Using Python to compare .odt files

A quick python script to copy, unzip, and reformat an .odt file. It adds indentations and line breaks. Useful to debug my invoicing script, which muddles with the xml files, by making the files diff-able and easier to read and easier to search.

#!/usr/bin/env python
import os
import xml.etree.ElementTree as ET
odt_path_and_file = 'path/to/file.odt'

# This function was copied from http://effbot.org/zone/element-lib.htm
def indent(elem, level=0):
    i = "\n" + level*"  "
    if len(elem):
        if not elem.text or not elem.text.strip():
            elem.text = i + "  "
        if not elem.tail or not elem.tail.strip():
            elem.tail = i
        for elem in elem:
            indent(elem, level+1)
        if not elem.tail or not elem.tail.strip():
            elem.tail = i
    else:
        if level and (not elem.tail or not elem.tail.strip()):
            elem.tail = i

odt_filename = odt_path_and_file.split('/')[-1]
folder_name = ('Desktop/' + odt_path_and_file.split('/')[-1].rstrip('.odt'))
os.popen('rm -r ' + folder_name) #Delete any old working files
os.popen('mkdir ' + folder_name)
os.popen('cp ' + odt_path_and_file + ' ' + folder_name)
os.popen('unzip ' + folder_name + '/' + odt_filename + ' -d ' + folder_name)
reply = os.popen('ls ' + folder_name)
file_list = [filename.rstrip('\n') for filename in reply.readlines() if filename.count('.xml') > 0]
for file in file_list:
    print ('Parsing ' + folder_name + '/' + file)
    tree = ET.parse(folder_name + '/' + file)
    indent(tree.getroot())
    tree.write(folder_name + '/' + file)
    print ('Completed ' + file)

Friday, January 2, 2009

Web Scraper for string prices

I successfully tested a web scraper in python. It scrapes about 20 web pages for the prices of violin strings, then puts the prices in an OpenOffice document for handy printing. It is structured so I can add other output formats, and I could add an XML file to track prices over time or just print changes.

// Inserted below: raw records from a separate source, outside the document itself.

PR #6300, opened 2022-05-31
GS: Fix up wave filter shaders.

lightningterror:
### Description of Changes

GS: Fix up wave filter shaders.
Follow up from #6298
### Rationale behind Changes

Fixes broken shaders.
### Suggested Testing Steps

Test that the tv shader still works.

### DIFF
--- a/bin/resources/shaders/dx11/present.fx
+++ b/bin/resources/shaders/dx11/present.fx
@@ -135,12 +135,10 @@ PS_OUTPUT ps_filter_complex(PS_INPUT input) // triangular
 {
 	PS_OUTPUT output;
 
-	float2 texdim, halfpixel; 
-	Texture.GetDimensions(texdim.x, texdim.y); 
-	if (ddy(input.t.y) * input.t.y > 0.5) 
-		output.c = sample_c(input.t); 
-	else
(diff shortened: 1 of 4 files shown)


tellowkrinkle:
What is this `if` supposed to be checking?  With the new check, it'll be more likely to be true the further down you get in the image.  Is that what it's supposed to be?  Seems like a weird effect...

refractionpcsx2:
Wave is a weird effect, it's kind of like scanlines, but much more chonky.

tellowkrinkle:
Actually, `data.t.y` is a number from 0 to 1.  `dfdy(data.t.y)` is a very small number.  Multiplying those together will always get you a number less than 0.5, so that if statement is completely useless.  Either delete the if statement completely, or use `texdim.y`, which is clearly the originally intended value.

refractionpcsx2:
texdim.y does nothing, the effect is completely broken, unless you mean completely change the statement.

tellowkrinkle:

I'm installing it on the store iMac, and setting it as a daily recurring job. The finished file just pops onto the desktop, marked with the date.

A future version may compare prices from multiple sites.

The script and template live in the standard location for user scripts, /Users/username/Library/Scripts/scriptname/

Saturday, April 5, 2008

Converting bitmap images to vector graphics

Our sign contractor for the store created some beautiful graphics - but the disk they gave us was all .jpg and bitmap .pdf and even a bitmap .ai file. Limited usefulness for reuse unless we can convert them to vector graphics - bitmaps are big and pixellated, vectors are small and infinitely scalable smoothly.

Used Inkscape. Turned out to be incredibly easy. Import the bitmap, then Path -> Trace Bitmap. Next, File -> Document Properties to crop the page area (so it doesn't save as one logo in the corner of an empty sheet of paper). Save the converted file.

Next problem: Inkscape saves as .svg, but OpenOffice can't open it. Easy to fix - instead of .svg, have Inkscape save as .odg, an OpenOffice drawing file. I love when things work out.

Monochrome and color laser prints of the converted graphics are great - no pixels, smooth and clean edges. Interesting: The bitmaps look better on screen, but the vector graphics are superior on paper.